Within the data below, count every line that includes "GDPR" and report the total alone.

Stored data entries
____

PR #7536, opened 2018-05-24
Remove tables we don't need

sbsmith86:
#### What's this PR do?
Removing tables as outlined in the GDPR list. 

Only gotcha is that we only truncated `dosomething_northstar_request_log` and `dosomething_rogue_request_log` since we do need these tables. 

👀 

GDPR

### DIFF
--- a/lib/modules/dosomething/dosomething_user/dosomething_user.install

____

:: EXERCISE RESULT ::
2